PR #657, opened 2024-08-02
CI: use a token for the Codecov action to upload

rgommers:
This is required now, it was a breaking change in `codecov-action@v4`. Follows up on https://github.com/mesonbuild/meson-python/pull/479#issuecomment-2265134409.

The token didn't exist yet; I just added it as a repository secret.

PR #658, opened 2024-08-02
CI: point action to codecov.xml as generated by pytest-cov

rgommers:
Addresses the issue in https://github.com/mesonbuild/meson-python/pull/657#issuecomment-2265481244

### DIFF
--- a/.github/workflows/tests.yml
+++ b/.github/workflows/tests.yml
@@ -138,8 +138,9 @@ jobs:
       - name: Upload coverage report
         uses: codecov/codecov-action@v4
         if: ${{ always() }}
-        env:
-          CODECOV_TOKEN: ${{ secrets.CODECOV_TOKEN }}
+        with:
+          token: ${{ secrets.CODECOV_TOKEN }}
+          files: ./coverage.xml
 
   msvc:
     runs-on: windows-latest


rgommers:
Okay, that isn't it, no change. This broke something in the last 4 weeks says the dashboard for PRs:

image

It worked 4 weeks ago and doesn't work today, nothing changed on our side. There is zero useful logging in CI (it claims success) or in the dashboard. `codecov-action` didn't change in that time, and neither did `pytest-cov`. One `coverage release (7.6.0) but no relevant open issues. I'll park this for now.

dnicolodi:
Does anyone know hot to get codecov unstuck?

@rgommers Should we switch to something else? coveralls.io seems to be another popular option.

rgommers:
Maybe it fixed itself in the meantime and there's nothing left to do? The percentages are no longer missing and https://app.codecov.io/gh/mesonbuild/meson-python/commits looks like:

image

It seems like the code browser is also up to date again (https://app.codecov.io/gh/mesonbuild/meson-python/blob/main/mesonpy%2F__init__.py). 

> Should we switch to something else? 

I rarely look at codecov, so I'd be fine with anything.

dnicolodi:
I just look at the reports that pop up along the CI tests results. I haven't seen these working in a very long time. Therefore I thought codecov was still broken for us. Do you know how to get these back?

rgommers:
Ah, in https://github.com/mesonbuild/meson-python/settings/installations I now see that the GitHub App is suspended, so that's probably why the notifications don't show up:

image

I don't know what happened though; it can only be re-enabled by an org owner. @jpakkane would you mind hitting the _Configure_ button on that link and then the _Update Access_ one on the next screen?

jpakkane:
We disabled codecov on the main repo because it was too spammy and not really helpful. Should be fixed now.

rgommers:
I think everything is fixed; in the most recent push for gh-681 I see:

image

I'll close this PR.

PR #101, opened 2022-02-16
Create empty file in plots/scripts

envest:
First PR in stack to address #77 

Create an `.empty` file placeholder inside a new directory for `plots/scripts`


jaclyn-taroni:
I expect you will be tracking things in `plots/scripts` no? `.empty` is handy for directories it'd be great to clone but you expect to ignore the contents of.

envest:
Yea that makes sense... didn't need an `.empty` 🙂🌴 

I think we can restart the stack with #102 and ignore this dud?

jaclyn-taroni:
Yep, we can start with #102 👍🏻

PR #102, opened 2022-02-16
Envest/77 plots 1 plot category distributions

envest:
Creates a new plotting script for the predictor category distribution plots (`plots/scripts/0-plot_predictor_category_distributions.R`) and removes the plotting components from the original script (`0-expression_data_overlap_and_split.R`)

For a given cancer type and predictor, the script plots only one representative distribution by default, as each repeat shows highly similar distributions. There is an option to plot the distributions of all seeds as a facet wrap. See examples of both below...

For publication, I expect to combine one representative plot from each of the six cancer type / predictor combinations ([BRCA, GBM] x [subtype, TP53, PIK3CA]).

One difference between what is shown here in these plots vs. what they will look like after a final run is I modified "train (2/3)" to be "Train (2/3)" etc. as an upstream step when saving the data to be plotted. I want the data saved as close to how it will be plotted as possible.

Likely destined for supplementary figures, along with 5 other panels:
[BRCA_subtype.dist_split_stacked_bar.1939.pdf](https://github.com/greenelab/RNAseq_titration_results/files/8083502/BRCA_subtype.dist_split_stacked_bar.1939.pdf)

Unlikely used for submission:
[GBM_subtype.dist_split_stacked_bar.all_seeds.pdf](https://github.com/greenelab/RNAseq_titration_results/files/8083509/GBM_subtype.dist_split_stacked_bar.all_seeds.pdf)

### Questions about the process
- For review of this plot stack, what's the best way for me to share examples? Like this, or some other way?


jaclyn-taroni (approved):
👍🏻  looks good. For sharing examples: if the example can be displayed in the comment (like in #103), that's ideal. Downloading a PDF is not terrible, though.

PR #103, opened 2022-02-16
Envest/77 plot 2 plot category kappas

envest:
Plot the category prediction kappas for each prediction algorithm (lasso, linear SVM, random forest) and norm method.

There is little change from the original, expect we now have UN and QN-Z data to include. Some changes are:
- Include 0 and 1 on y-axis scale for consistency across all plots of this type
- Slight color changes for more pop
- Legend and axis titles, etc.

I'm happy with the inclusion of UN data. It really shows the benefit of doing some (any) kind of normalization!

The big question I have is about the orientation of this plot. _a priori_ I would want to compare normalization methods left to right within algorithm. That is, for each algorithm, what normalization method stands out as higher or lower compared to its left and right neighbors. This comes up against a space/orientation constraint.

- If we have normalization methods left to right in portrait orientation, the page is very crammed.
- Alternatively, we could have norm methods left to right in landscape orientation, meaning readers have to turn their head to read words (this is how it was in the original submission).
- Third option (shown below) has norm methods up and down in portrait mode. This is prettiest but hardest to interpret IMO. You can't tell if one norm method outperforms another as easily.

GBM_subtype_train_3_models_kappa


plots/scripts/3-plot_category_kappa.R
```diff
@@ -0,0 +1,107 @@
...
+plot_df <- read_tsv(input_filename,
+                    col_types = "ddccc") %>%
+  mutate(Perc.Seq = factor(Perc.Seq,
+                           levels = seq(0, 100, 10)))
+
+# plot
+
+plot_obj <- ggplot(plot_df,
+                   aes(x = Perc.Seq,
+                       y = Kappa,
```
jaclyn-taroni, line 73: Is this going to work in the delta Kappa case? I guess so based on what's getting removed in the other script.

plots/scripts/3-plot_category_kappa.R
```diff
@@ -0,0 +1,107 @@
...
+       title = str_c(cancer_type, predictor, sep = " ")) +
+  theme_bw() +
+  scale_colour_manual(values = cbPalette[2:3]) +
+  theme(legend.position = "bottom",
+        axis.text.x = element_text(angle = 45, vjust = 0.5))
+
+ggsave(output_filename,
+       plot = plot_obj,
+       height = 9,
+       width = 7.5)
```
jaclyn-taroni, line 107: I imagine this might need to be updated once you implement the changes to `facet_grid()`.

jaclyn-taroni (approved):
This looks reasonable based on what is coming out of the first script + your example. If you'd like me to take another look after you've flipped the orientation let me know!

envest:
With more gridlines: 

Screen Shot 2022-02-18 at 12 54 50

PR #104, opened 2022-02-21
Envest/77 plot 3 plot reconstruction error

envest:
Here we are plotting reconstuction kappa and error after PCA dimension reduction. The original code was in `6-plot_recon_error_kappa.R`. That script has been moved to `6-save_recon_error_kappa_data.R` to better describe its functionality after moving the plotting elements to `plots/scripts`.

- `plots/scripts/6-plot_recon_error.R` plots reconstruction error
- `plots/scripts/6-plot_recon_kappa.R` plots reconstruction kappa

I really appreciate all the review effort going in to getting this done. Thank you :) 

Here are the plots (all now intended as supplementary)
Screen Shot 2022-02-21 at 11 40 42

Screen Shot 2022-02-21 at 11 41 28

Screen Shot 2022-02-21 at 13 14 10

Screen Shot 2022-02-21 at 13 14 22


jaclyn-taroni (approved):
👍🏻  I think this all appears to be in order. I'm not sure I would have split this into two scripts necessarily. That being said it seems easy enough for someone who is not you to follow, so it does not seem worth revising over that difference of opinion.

=======

Aim of the exercise | Retype the material word for word, including every line.

Response |
PR #657, opened 2024-08-02
CI: use a token for the Codecov action to upload

rgommers:
This is required now, it was a breaking change in `codecov-action@v4`. Follows up on https://github.com/mesonbuild/meson-python/pull/479#issuecomment-2265134409.

The token didn't exist yet; I just added it as a repository secret.

PR #658, opened 2024-08-02
CI: point action to codecov.xml as generated by pytest-cov

rgommers:
Addresses the issue in https://github.com/mesonbuild/meson-python/pull/657#issuecomment-2265481244

### DIFF
--- a/.github/workflows/tests.yml
+++ b/.github/workflows/tests.yml
@@ -138,8 +138,9 @@ jobs:
       - name: Upload coverage report
         uses: codecov/codecov-action@v4
         if: ${{ always() }}
-        env:
-          CODECOV_TOKEN: ${{ secrets.CODECOV_TOKEN }}
+        with:
+          token: ${{ secrets.CODECOV_TOKEN }}
+          files: ./coverage.xml
 
   msvc:
     runs-on: windows-latest


rgommers:
Okay, that isn't it, no change. This broke something in the last 4 weeks says the dashboard for PRs:

image

It worked 4 weeks ago and doesn't work today, nothing changed on our side. There is zero useful logging in CI (it claims success) or in the dashboard. `codecov-action` didn't change in that time, and neither did `pytest-cov`. One `coverage release (7.6.0) but no relevant open issues. I'll park this for now.

dnicolodi:
Does anyone know hot to get codecov unstuck?

@rgommers Should we switch to something else? coveralls.io seems to be another popular option.

rgommers:
Maybe it fixed itself in the meantime and there's nothing left to do? The percentages are no longer missing and https://app.codecov.io/gh/mesonbuild/meson-python/commits looks like:

image

It seems like the code browser is also up to date again (https://app.codecov.io/gh/mesonbuild/meson-python/blob/main/mesonpy%2F__init__.py). 

> Should we switch to something else? 

I rarely look at codecov, so I'd be fine with anything.

dnicolodi:
I just look at the reports that pop up along the CI tests results. I haven't seen these working in a very long time. Therefore I thought codecov was still broken for us. Do you know how to get these back?

rgommers:
Ah, in https://github.com/mesonbuild/meson-python/settings/installations I now see that the GitHub App is suspended, so that's probably why the notifications don't show up:

image

I don't know what happened though; it can only be re-enabled by an org owner. @jpakkane would you mind hitting the _Configure_ button on that link and then the _Update Access_ one on the next screen?

jpakkane:
We disabled codecov on the main repo because it was too spammy and not really helpful. Should be fixed now.

rgommers:
I think everything is fixed; in the most recent push for gh-681 I see:

image

I'll close this PR.

PR #101, opened 2022-02-16
Create empty file in plots/scripts

envest:
First PR in stack to address #77 

Create an `.empty` file placeholder inside a new directory for `plots/scripts`


jaclyn-taroni:
I expect you will be tracking things in `plots/scripts` no? `.empty` is handy for directories it'd be great to clone but you expect to ignore the contents of.

envest:
Yea that makes sense... didn't need an `.empty` 🙂🌴 

I think we can restart the stack with #102 and ignore this dud?

jaclyn-taroni:
Yep, we can start with #102 👍🏻

PR #102, opened 2022-02-16
Envest/77 plots 1 plot category distributions

envest:
Creates a new plotting script for the predictor category distribution plots (`plots/scripts/0-plot_predictor_category_distributions.R`) and removes the plotting components from the original script (`0-expression_data_overlap_and_split.R`)

For a given cancer type and predictor, the script plots only one representative distribution by default, as each repeat shows highly similar distributions. There is an option to plot the distributions of all seeds as a facet wrap. See examples of both below...

For publication, I expect to combine one representative plot from each of the six cancer type / predictor combinations ([BRCA, GBM] x [subtype, TP53, PIK3CA]).

One difference between what is shown here in these plots vs. what they will look like after a final run is I modified "train (2/3)" to be "Train (2/3)" etc. as an upstream step when saving the data to be plotted. I want the data saved as close to how it will be plotted as possible.

Likely destined for supplementary figures, along with 5 other panels:
[BRCA_subtype.dist_split_stacked_bar.1939.pdf](https://github.com/greenelab/RNAseq_titration_results/files/8083502/BRCA_subtype.dist_split_stacked_bar.1939.pdf)

Unlikely used for submission:
[GBM_subtype.dist_split_stacked_bar.all_seeds.pdf](https://github.com/greenelab/RNAseq_titration_results/files/8083509/GBM_subtype.dist_split_stacked_bar.all_seeds.pdf)

### Questions about the process
- For review of this plot stack, what's the best way for me to share examples? Like this, or some other way?


jaclyn-taroni (approved):
👍🏻  looks good. For sharing examples: if the example can be displayed in the comment (like in #103), that's ideal. Downloading a PDF is not terrible, though.

PR #103, opened 2022-02-16
Envest/77 plot 2 plot category kappas

envest:
Plot the category prediction kappas for each prediction algorithm (lasso, linear SVM, random forest) and norm method.

There is little change from the original, expect we now have UN and QN-Z data to include. Some changes are:
- Include 0 and 1 on y-axis scale for consistency across all plots of this type
- Slight color changes for more pop
- Legend and axis titles, etc.

I'm happy with the inclusion of UN data. It really shows the benefit of doing some (any) kind of normalization!

The big question I have is about the orientation of this plot. _a priori_ I would want to compare normalization methods left to right within algorithm. That is, for each algorithm, what normalization method stands out as higher or lower compared to its left and right neighbors. This comes up against a space/orientation constraint.

- If we have normalization methods left to right in portrait orientation, the page is very crammed.
- Alternatively, we could have norm methods left to right in landscape orientation, meaning readers have to turn their head to read words (this is how it was in the original submission).
- Third option (shown below) has norm methods up and down in portrait mode. This is prettiest but hardest to interpret IMO. You can't tell if one norm method outperforms another as easily.

GBM_subtype_train_3_models_kappa


plots/scripts/3-plot_category_kappa.R
```diff
@@ -0,0 +1,107 @@
...
+plot_df <- read_tsv(input_filename,
+                    col_types = "ddccc") %>%
+  mutate(Perc.Seq = factor(Perc.Seq,
+                           levels = seq(0, 100, 10)))
+
+# plot
+
+plot_obj <- ggplot(plot_df,
+                   aes(x = Perc.Seq,
+                       y = Kappa,
```
jaclyn-taroni, line 73: Is this going to work in the delta Kappa case? I guess so based on what's getting removed in the other script.

plots/scripts/3-plot_category_kappa.R
```diff
@@ -0,0 +1,107 @@
...
+       title = str_c(cancer_type, predictor, sep = " ")) +
+  theme_bw() +
+  scale_colour_manual(values = cbPalette[2:3]) +
+  theme(legend.position = "bottom",
+        axis.text.x = element_text(angle = 45, vjust = 0.5))
+
+ggsave(output_filename,
+       plot = plot_obj,
+       height = 9,
+       width = 7.5)
```
jaclyn-taroni, line 107: I imagine this might need to be updated once you implement the changes to `facet_grid()`.

jaclyn-taroni (approved):
This looks reasonable based on what is coming out of the first script + your example. If you'd like me to take another look after you've flipped the orientation let me know!

envest:
With more gridlines: 

Screen Shot 2022-02-18 at 12 54 50

PR #104, opened 2022-02-21
Envest/77 plot 3 plot reconstruction error

envest:
Here we are plotting reconstuction kappa and error after PCA dimension reduction. The original code was in `6-plot_recon_error_kappa.R`. That script has been moved to `6-save_recon_error_kappa_data.R` to better describe its functionality after moving the plotting elements to `plots/scripts`.

- `plots/scripts/6-plot_recon_error.R` plots reconstruction error
- `plots/scripts/6-plot_recon_kappa.R` plots reconstruction kappa

I really appreciate all the review effort going in to getting this done. Thank you :) 

Here are the plots (all now intended as supplementary)
Screen Shot 2022-02-21 at 11 40 42

Screen Shot 2022-02-21 at 11 41 28

Screen Shot 2022-02-21 at 13 14 10

Screen Shot 2022-02-21 at 13 14 22


jaclyn-taroni (approved):
👍🏻  I think this all appears to be in order. I'm not sure I would have split this into two scripts necessarily. That being said it seems easy enough for someone who is not you to follow, so it does not seem worth revising over that difference of opinion.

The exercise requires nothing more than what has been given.